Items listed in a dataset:
+ + + + +
PR #214, opened 2021-11-15
fix Not Operator

LeonardoGonzales:


uniprotkb-rest/src/main/java/org/uniprot/api/uniprotkb/service/UniProtEntryService.java
```diff
@@ -227,12 +230,15 @@ private boolean needsToFilterIsoform(String query, boolean isIncludeIsoform) {
...
     }
 
-    private boolean needToFilterActiveEntries(UniProtKBSearchRequest uniProtRequest) {
+    private boolean isSearchAll(UniProtKBSearchRequest uniProtRequest) {
         return "*".equals(uniProtRequest.getQuery().trim())
                 || "(*)".equals(uniProtRequest.getQuery().trim())
                 || "*:*".equals(uniProtRequest.getQuery().trim())
-                || "(*:*)".equals(uniProtRequest.getQuery().trim())
-                || SolrQueryUtil.hasNegativeTerm(uniProtRequest.getQuery());
+                || "(*:*)".equals(uniProtRequest.getQuery().trim());
```
eddturner, line 237: use strip() (in all of the `trim()`s), since strip removes all whitespace characters in unicode https://stacktraceguru.com/java/remove_spaces_from_string#trim_vs_strip

eddturner (approved):
1 change, then merge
+ + + + +
- Task to carry out -
If a line in the records contains the string "trim", copy it out.

- Solution to the exercise -
         return "*".equals(uniProtRequest.getQuery().trim())
                 || "(*)".equals(uniProtRequest.getQuery().trim())
                 || "*:*".equals(uniProtRequest.getQuery().trim())
-                || "(*:*)".equals(uniProtRequest.getQuery().trim())
+                || "(*:*)".equals(uniProtRequest.getQuery().trim());
eddturner, line 237: use strip() (in all of the `trim()`s), since strip removes all whitespace characters in unicode https://stacktraceguru.com/java/remove_spaces_from_string#trim_vs_strip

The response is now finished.